The spray that I was, and I guess AM still sort of interested in is the Solaray UV spray. I'm not sure what the output of the provided light is, so if I am going to use the solaray UV spray, which I have not decided on yet, I will probably charge extra for it, and I will find the right light source. The LED strips shown before are quite interesting, but I'm not sure they would provide enough raw power. I'll look into it further and see what I can find.


----------



## Apollo Cree (Mar 23, 2010)

I wonder what something like a Stanley HID spotlight would do?


----------



## bshanahan14rulz (Mar 23, 2010)

Here's hoping the Stanley DOESN'T cure UV-sensitive materials :thumbsup:


----------



## AnAppleSnail (Mar 23, 2010)

Apollo Cree said:


> I wonder what something like a Stanley HID spotlight would do?

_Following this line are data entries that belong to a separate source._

PR #675, opened 2020-06-12
header & attribution

alansutherland:


assets/scss/hero.scss
```diff
@@ -82,3 +82,75 @@
     }
   }
 }
+
+.exhibition-page {
+  h1 {
+    font-size: 2.375rem;
```
mirjamverloop, line 88: To keep it consistent with the other h1s, could you remove the font-size? 
I have verified this with the design team.

components/generic/HeroImage.vue
```diff
@@ -1,5 +1,47 @@
 <template>
+  <b-container
+    v-if="exhibition"
```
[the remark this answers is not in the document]
alansutherland: I agree, it needs a more generic name, I have renamed the prop to `compact`

components/generic/CiteAttribution.vue
```diff
@@ -1,5 +1,41 @@
...
+      >
+        {{ creator }}
+      </SmartLink>
+    </p>
+    <!-- <p>{{ $t('exhibitions.attribution.date') }}
+      TODO: data currently not provided by api
+      <span>{{ date }}</span>
+    </p> -->
+    <p>{{ $t('exhibitions.attribution.institution') }}
+      <span>{{ provider }}</span>
```
lbiedinger, line 22: this also needs to be a link as per latest discussion.

components/generic/HeroImage.vue
```diff
@@ -64,11 +109,20 @@
...
     },
+    data() {
+      return {
+        citeCollapsed: true
+      };
+    },
     computed: {
       optimisedImageUrl() {
-        return this.$options.filters.optimisedImageUrl(this.imageUrl, this.imageContentType, { width: 1920 });
+        return this.$options.filters.optimisedImageUrl(this.imageUrl, this.imageContentType, { width: this.exhibition ? 820 : 1920 });
```
rwd, line 125: When would `this.exhibition` ever be `true`?

Consider moving the image width into a prop instead, with the default of 1920.

components/generic/HeroImage.vue
```diff
@@ -1,5 +1,48 @@
...
+    <SocialShare
+      :media-url="imageUrl"
+    />
+    <b-jumbotron
+      :style="jumbotronStyle"
+      fluid
+      text-variant="white"
+      data-qa="hero banner"
+      class="mt-4"
+      @click="citeCollapsed = true"
```
rwd, line 20: Don't do this in the `@click` attributes themselves. Call event handler methods.

components/generic/CiteAttribution.vue
```diff
@@ -1,5 +1,61 @@
...
+        v-if="url !== null"
+        :destination="url"
+      >
+        {{ name }}
+      </SmartLink>
+      <span v-else>
+        {{ name }}
+      </span>
+    </p>
+    <p v-if="creator !== null">{{ $t('exhibitions.attribution.creator') }}
```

Supposedly, the bulb and glass are both UV filters...but then again, my eyes sometimes itch after using the thing around shiny things.


----------



## Apollo Cree (Mar 28, 2010)

AnAppleSnail said:


> Supposedly, the bulb and glass are both UV filters...but then again, my eyes sometimes itch after using the thing around shiny things.



Well, someone tried shining a different HID light at their face for a while and got sunburned. It might be interesting to experiment with HID (of any flavor) vs. UV sensitive materials. Remember, UV filters are not necessarily 100% effective. I'll have to see if I can find some old photogray lenses and see what a Stanley HID does to them.


----------



## oronocova (Mar 29, 2010)

I think Nailbender was selling some P60 UV Drop-ins. If I recall, one of the LEDs he has/had was used for curing dental products. Just a thought...


----------



## Alaric Darconville (Mar 29, 2010)

How about a germicidal lamp, like one of those uncoated 18" fluorescent tubes? I think they put out a ton of UV-C.


----------



## Ilikeshinythings (Mar 29, 2010)

Apollo Cree said:


> Well, someone tried shining a different HID light at their face for a while and got sunburned.



Did they win a darwin award?


----------



## Ilikeshinythings (Mar 29, 2010)

oronocova said:


> I think Nailbender was selling some P60 UV Drop-ins. If I recall, one of the LEDs he has/had was used for curing dental products. Just a thought...



Cool! What would be the best P60 host? (FYI, I know there is a TON of threads answering this question).


----------



## Ilikeshinythings (Mar 29, 2010)

Alaric Darconville said:


> How about a germicidal lamp, like one of those uncoated 18" fluorescent tubes? I think they put out a ton of UV-C.



I wonder wher I could pick up a setup like this..maybe home depot?


----------



## Alaric Darconville (Mar 29, 2010)

On the other hand-- how much will you charge to do a pair of headlamps?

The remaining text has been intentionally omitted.